In this program, the user should be able to create an arbitrary binary tree from a sequence of input integers and they should be able select between to balanced , left_only , right_only . I created it for balanced binary tree, but now I am unable to adjust it to right only and left only tree.

struct node {
    int data;
    struct node* left;
    struct node* right;
};

struct tree {
    struct node* root;
};

int init(struct tree* t) {
    t->root = 0;
    return 1;
}

struct node* makeNode(int d) {
    struct node* ptr;
    ptr = (struct node*)malloc(sizeof(struct node));
    ptr->data = d;
    ptr->left = ptr->right = 0;
    return ptr;
}

// sorting the binary tree
struct node* insertrchild(struct node* n, int d) {
    return (n->right = makeNode(d));
}
struct node* insertlchild(struct node* n, int d) {
    return (n->left = makeNode(d));
}

struct node* insertbst(struct node** ptr, int d) {
    if (*ptr == 0)
        return (*ptr = makeNode(d));
    if (d > (*ptr)->data)
        insertbst(&(*ptr)->right, d);
    else
        insertbst(&(*ptr)->left, d);
}

void inorder(struct node* ptr) // Print Tree
{ // Perform Inorder Traversal of tree
    if (ptr == 0) {
        return;
    }
    inorder(ptr->left);
    printf(" %d ", ptr->data);
    inorder(ptr->right);
}

void preorder(struct node* ptr) {
    if (ptr == 0)
        return;
    printf("%i\t", ptr->data);
    preorder(ptr->left);
    preorder(ptr->right);
}

void postorder(struct node* ptr) {
    if (ptr == 0)
        return;
    postorder(ptr->left);
    postorder(ptr->right);
    printf("%i\t", ptr->data);
}

How do I adjust this code?

Answer 1

Binary tree, as I always understood that structure (maybe, I am totally wrong), has an order.
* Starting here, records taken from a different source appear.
PR #84, opened 2023-06-12
Add Dialog to tailor the CV produced

timhill-iress:


server/src/main/java/org/tbbtalent/server/api/admin/CandidateAdminApi.java
```diff
@@ -320,10 +323,13 @@ public void resolveOutstandingTasks(@RequestBody ResolveTaskAssignmentsRequest r
...
-        return token;
-    }
+    @GetMapping(value = "/token/{cn}", produces = MediaType.TEXT_PLAIN_VALUE)
+    public String generateToken(@PathVariable("cn") String candidateNumber,
+                                @RequestParam(defaultValue = "false") boolean restrictCandidateOccupations,
+                                @RequestParam(defaultValue = "") List<Long> candidateOccupationIds) {
+             CvClaims cvClaims = new CvClaims(candidateNumber, restrictCandidateOccupations, candidateOccupationIds);
+             String token = this.candidateTokenProvider.generateCvToken(cvClaims, 365L);
+             return token;
+        }
```
camerojo, line 333: Let's get this code out there, but I am thinking that we might need to move away from this token based url approach. This was my design originally but I think that there is a better way to do obfuscated urls.

The better way is to create obfuscated urls using some unique string generated from a globally unique id and store the link in a new database table of generated candidate CVs and their generated links. The database would store all the stuff that is currently encoded in the token - ie candidate number, link expiry - plus your new data around restricted candidate occupations. Then when the TC receives such a url, it looks up the link in the database to check expiry and regenerate the CV from the data associated with the link.

We end up with shorter - but still obfuscated - urls (which could include candidate number and maybe the job number in plain text). There are other advantages in recording these autogenerated CV links in the TC database.

server/src/main/java/org/tbbtalent/server/api/pub/CvPublicApi.java
```diff
@@ -50,122 +56,144 @@ public CvPublicApi(CandidateService candidateService,
     public Map<String, Object> decodeCvRequest(@PathVariable("token") String token) {
 
         try {
-            String candidateNumber = candidateTokenProvider.getCandidateNumberFromToken(token);
-            Candidate candidate = candidateService.findByCandidateNumber(candidateNumber);
+            CvClaims claims = candidateTokenProvider.getCvClaimsFromToken(token);
+            Candidate candidate = candidateService.findByCandidateNumber(claims.candidateNumber());
```
camerojo, line 60: In the non token based approach mentioned earlier, this code would just look up the database from data in the url, returning the candidate number and occupation ids. Then build the CV using your existing CvBuilder

ui/admin-portal/src/app/components/candidates/view/view-candidate.component.ts
```diff
@@ -218,8 +219,15 @@ export class ViewCandidateComponent extends MainSidePanelBase implements OnInit
...
-    return 'https://tctalent.org/public-portal/cv/' + this.token;
+    const isDevSetup = document.location.port == '4201';
+    let origin = document.location.hostname;
+    let path = '/public-portal/cv/';
+    let protocol = document.location.protocol;
+    if (isDevSetup) {
+      origin = `${document.location.hostname}:4202`;
+      path = '/cv/'
+    }
+    return `${protocol}//${origin}${path}${this.token}`;
```
talentbeyondboundaries, line 230: Nice one!!

talentbeyondboundaries (approved):
Looks good - but see my comments about moving away from token based url's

Each new element, less than current node, goes to left. Each node, greater than current node goes to right. Or vice versa.
In your example you have functions that put new node on the left or on the right. So what's the problem? Call right insert and you will have right vine, call left insert and you will have left vine, but there would be no sense (IMHO).
Usually, balanced binary tree is a result of insertion of good distributed values (hence, shuffled). For example, insert 10, 7, 9, 12, 6

If you insert ordered set you will make a vine. For example 3, 4, 6, 7, 9, 10, 11, 12 ,14

Also, you can make something like

if insert 10, 50, 15, 45, 20, 35, 30, 34, 31 (ordered and unordered sets, one after another). It is, like vine, has O(n) for search.